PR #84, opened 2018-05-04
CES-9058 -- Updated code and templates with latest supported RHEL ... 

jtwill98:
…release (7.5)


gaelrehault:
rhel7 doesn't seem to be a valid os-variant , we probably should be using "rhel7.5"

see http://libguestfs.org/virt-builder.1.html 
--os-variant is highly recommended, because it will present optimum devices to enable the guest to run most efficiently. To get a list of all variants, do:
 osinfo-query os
--------
### EXERCISE PROMPT
Repeat the entries above verbatim.

### YOUR SOLUTION
PR #84, opened 2018-05-04
CES-9058 -- Updated code and templates with latest supported RHEL ... 

jtwill98:
…release (7.5)


gaelrehault:
rhel7 doesn't seem to be a valid os-variant , we probably should be using "rhel7.5"

see http://libguestfs.org/virt-builder.1.html 
--os-variant is highly recommended, because it will present optimum devices to enable the guest to run most efficiently. To get a list of all variants, do:
 osinfo-query os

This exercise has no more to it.